• Work item:
Could you return each line of the material that has "Naming" in it?

• Records shown:

━━━━━━━━━━━━━━━━━━━━

PR #385, opened 2018-11-06
Rust entry point fix

keram88:
This fixes setting the entry point for Rust program.

### DIFF
--- a/lib/smack/SmackInstGenerator.cpp
+++ b/lib/smack/SmackInstGenerator.cpp
@@ -599,7 +599,20 @@ void SmackInstGenerator::visitCallInst(llvm::CallInst& ci) {
     // Semantically, this function simply returns the value v.
     Value* val = ci.getArgOperand(0);
     emit(Stmt::assign(rep->expr(&ci), rep->expr(val)));
-    
+
+    // Set the entry point for Rust programs
+  } else if (name.find(Naming::RUST_ENTRY) != std::string::npos) {
+    auto castExpr = ci.getArgOperand(0);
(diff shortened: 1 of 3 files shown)


lib/smack/SmackInstGenerator.cpp
```diff
@@ -600,9 +600,28 @@ void SmackInstGenerator::visitCallInst(llvm::CallInst& ci) {
     Value* val = ci.getArgOperand(0);
     emit(Stmt::assign(rep->expr(&ci), rep->expr(val)));
     
+  } else if (name.find("std") != std::string::npos &&
+             name.find("rt") != std::string::npos &&
```
zvonimir: Could we not replace these with some kind of regular expressions?

zvonimir: Also, please add comments for what each `else if` block handles/does.

lib/smack/SmackInstGenerator.cpp
```diff
@@ -600,9 +600,28 @@ void SmackInstGenerator::visitCallInst(llvm::CallInst& ci) {
...
+
+  } else if (name.find("std") != std::string::npos &&
+             name.find("panicking") != std::string::npos &&
+             name.find("begin_panic") != std::string::npos) {
+    emit(Stmt::assert_(Expr::lit(false), {Attr::attr("rust_panic")}));
+    
   } else if (name.find(Naming::VALUE_PROC) != std::string::npos) {
     emit(rep->valueAnnotation(ci));
-
+
```
zvonimir: You added it seems spaces in this empty line.

PR #389, opened 2018-11-17
[WIP] Upgrade LLVM to 7.0

ecstatic-morse:
Sorry for the many PRs, reloading the page made github try to merge against master.

All tests with memory model `no-reuse-impls` either pass or timeout except for `basic/uninterpreted.c` which fails and `simd/shuffle{,_fail}.c` which won't compile due to the size of the control mask passed to `_mm_blend_epi32`. Some tests are failing with `reuse`.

━━━━━━━━━━━━━━━━━━━━

• Response:
+  } else if (name.find(Naming::RUST_ENTRY) != std::string::npos) {
   } else if (name.find(Naming::VALUE_PROC) != std::string::npos) {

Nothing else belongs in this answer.